2. If biking on a sidewalk or bike trail, a helmet would not be mandatory.
3. However, kids are more precious, so they would always be required to wear a helmet.

At Monday, March 11, 2013 6:31:00 PM, Anonymous SVB said...

Here are a variety of comments on the framework and justification of bicycle helmets. Thanks for posing it.

Bicycle policy is not just about helmets, just as car safety is not just about seat belts. Both use a multi-pronged approach for making the experience safer. In cars, we banned rear-mounted gas tanks, we require seat belts, headlights, etc. and we developed a system that helps standardize traffic flow to make it predictable, and thus safer. When use shows there is a problem, we attempt to fix it, like installing a new red light. Providing for safe use of common space is a well-accepted role of govt.

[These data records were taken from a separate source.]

PR #7, opened 2020-08-06
Disputable votes with Connect

delfipolito:
To try it out, link connect-disputable-voting locally.


src/components/Proposals/Proposals.js
```diff
@@ -1,15 +1,36 @@
...
+import ProposalCard from './ProposalCard'
+
+const useDisputableVoting = createAppHook(connectVoting)
 
 function Proposals() {
+  const [disputableVoting] = useApp('disputable-voting')
+  const [votes] = useDisputableVoting(disputableVoting, (app) => app.votes())
+  const { layoutName } = useLayout()
+  const compactMode = layoutName === 'small'
+  const rowHeight = compactMode ? null : 294
```
andy-hook, line 14: How do you feel about setting this to always be `294` for now and removing `useLayout`? The layout context doesn't exist yet so I think this would be equivalent anyway. We can come back and tweak it after!

src/components/Proposals/Proposals.js
```diff
@@ -1,15 +1,36 @@
...
-        <Link to="/proposals/1">Proposal 1</Link>
-        <Link to="/proposals/2">Proposal 2</Link>
-        <Link to="/proposals/3">Proposal 3</Link>
-      </div>
+      <section
+        css={`
+          width: 80vw;
+          margin: auto;
+        `}
+      >
```
andy-hook, line 23: Just a heads up that we will probably be limiting our layout in the `MainView` so we can remove this. It's not a big deal though and we can do it in a separate  improvement.

src/components/Proposals/Proposals.js
```diff
@@ -1,15 +1,36 @@
...
+import { CardLayout, GU, useLayout } from '@aragon/ui'
+import { createAppHook, useApp } from '@aragon/connect-react'
+import connectVoting from '@aragon/connect-voting-disputable'
+import ProposalCard from './ProposalCard'
+
+const useDisputableVoting = createAppHook(connectVoting)
 
 function Proposals() {
+  const [disputableVoting] = useApp('disputable-voting')
+  const [votes] = useDisputableVoting(disputableVoting, (app) => app.votes())
```
andy-hook, line 11: I think this works for now, but for organisation we will likely want to separate this into a hook `useDisputableVotes` or something :)

src/components/Proposals/ProposalCard.js
```diff
@@ -0,0 +1,31 @@
+import React from 'react'
+import PropTypes from 'prop-types'
+import { Card, GU } from '@aragon/ui'
+import { useHistory } from 'react-router-dom'
```
andy-hook, line 4: nitpick: router import can come before aragon/ui :)

src/components/Proposals/ProposalCard.js
```diff
@@ -0,0 +1,31 @@
...
+
+function ProposalCard({ vote }) {
+  const history = useHistory()
+
+  return (
+    <Card
+      onClick={() => {
+        history.push(`/proposals/${vote.voteId}`)
+      }}
```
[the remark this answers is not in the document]
delfipolito: I move it to app-logic.js. Let me know what you think :)

src/components/Proposals/Proposals.js
delfipolito: I added a TODO, to modify it once we have styles on MainView

src/components/Proposals/Proposals.js
delfipolito: yes! I also added it to app-logic (to have it all there)

src/components/Proposals/ProposalCard.js
```diff
@@ -0,0 +1,31 @@
...
+      css={`
+        display: grid;
+        grid-template-columns: 100%;
+        grid-template-rows: auto 1fr auto auto;
+        grid-gap: ${1 * GU}px;
+        padding: ${3 * GU}px;
+      `}
```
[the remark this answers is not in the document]
delfipolito: Not for now. I'll add it later when we have more infoo to display there

src/app-logic.js
```diff
@@ -0,0 +1,39 @@
...
+  return votes
+}
+
+// Handles the main logic of the app.
+export function useAppLogic() {
+  const [selectedProposal, selectProposal] = useSelectedProposal()
+  return {
+    selectProposal,
+    selectedProposal,
+    getVotes: useGetVotes(),
```
sohkai, line 37: Wasn't sure, but does `useGetVotes()` return a function? It looks like it just gets the votes, so maybe we should call this `votes`?

Was also curious for the future if we could get the loading state; does `useDisputableVoting()` provide that to us?

delfipolito: I think in the future we can get the loading state with appsStatus.loading from useApps()

delfipolito: I will take care of this in the next PR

Bicycle safety is similar to this. Bike paths, bike lanes, "share the road" education campaigns, and bike helmets are all components of bicycle safety policy. Each is shown to reduce the risk to cyclists and others by some percent. Each is not equally effective on average, or in any situation. Bike paths may not be needed in areas with wide streets, low speed limits, and little traffic, which is why you wouldn't see them there. Phil asks, why don't my friends accept the trade off that I don't ride at night (presumably he has a light on your bike that would allow him to do so). The simple answer is that using the helmet reduces his risk of death or serious injury by 30% should he get into an accident during that ride, or any ride. Every time one gets on the bike, he improves his chances of surviving an accident by 30% if he wears his helmet, and the effort to do so, as opposed to constructing a bike path, is very minimal. Just as it takes minimal effort to wear a seatbelt, but much effort to retrofit my '67 Mustang with anti-lock brakes. The overall policy attempts to maximize liberty in some cases (bike paths) and maximize life (helmets).

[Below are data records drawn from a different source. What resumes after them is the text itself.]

PR #10, opened 2020-08-17
Update font paths

andy-hook:
Fonts were showing decode errors and not rendering in sub pages, this was because of pathing.


src/hooks/disputable-voting-logic.js
```diff
@@ -3,16 +3,9 @@ import connectVoting from '@aragon/connect-voting-disputable'
...
 
   return votes
 }
-
-// Handles the main logic of the disputable voting app.
-export function useDisputableVotingLogic() {
-  return {
-    votes: useGetVotes(),
-  }
-}
```
andy-hook, line 18: I also streamlined this to keep us super simple for now.

PR #12, opened 2020-08-18
Add custom layout with breakpoints

andy-hook:
image

The designs require a larger width at the top end, this makes sense given we have more room without a sidebar. I've added initial breakpoints and the custom layout we should use to limit our views rather than the base provided by our UI kit.


src/breakpoints.js
```diff
@@ -0,0 +1,7 @@
+export const BREAKPOINTS = {
+  min: 360,
+  small: 680,
+  medium: 720,
+  large: 960,
+  max: 1280,
+}
```
andy-hook, line 7: How do we feel about the addition of this `max` breakpoint? I think it's needed given the size jump between medium and large with a higher value.

delfipolito: I like it!

src/components/Footer.js
```diff
@@ -1,5 +1,6 @@
 import React from 'react'
-import { Layout, useTheme, GU } from '@aragon/ui'
+import { useTheme, GU } from '@aragon/ui'
+import Layout from './Layout'
 
 function Footer() {
```
delfipolito, line 5: I think we can remove this component for now cause Paty is still designing it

The question, as noted by others, then becomes when is it worth it to attempt to compel people to wear helmets. The answer is "when it is reasonable to predict that the other conditions of bicycle use might lead to some threshhold of likelihood of an accident, or some severity of an accident should it occur even under low likelihood." What conditions make it more likely that an accident can occur? Inexperienced bike riders (thus the requirement for kids to wear helmets, but also should be adults who ride infrequently), wet roads, sharing the road with cars or many other cyclists, high speeds, narrow or poorly maintained roads, riding a bike anywhere in Puerto Rico, etc. So the helmet law might be made more conservative to only cover those particular instances. Some of these instances are easy to determine: kids wear helmets, you have to wear helmets on city streets in traffic, but how to determine "high speed on a bike path" or know if a road will be wet, or where a cyclist will go? Parsing the situation, although more fair, makes it very hard to codify. Better to install an overall helmet law and then let law enforcement determine where not to enforce it, like on bike paths at low speeds.

What is the likelihood that a bicycle rider will have an accident that causes injury at some point in time? I'd guess that likelihood is nearly 100%. Every cyclist I know (dozens, but not 100s) has an accident story. I know many car drivers that do not have accident stories, but those that do, have had greatly better outcomes because of safety equipment. Given that stat, rather than accidents per km traveled (which I don't think Phil actually provided), it probably makes sense to compel helmet usage. One could argue for compulsory helmets only in youth because that is when the accidents are more likely to occur, but after that the rate would have to drop quite low for adults.

At Monday, March 11, 2013 6:34:00 PM, Anonymous SVB said...

I should say, I live in Puerto Rico, and I had a bike here. I came to the conclusion that no amount of body armor made riding a bicycle safe, so I took my bike to my sister's house in a city with great bike paths, and gave it to her.

And although I don't find my helmet uncomfortable, I still don't like wearing it.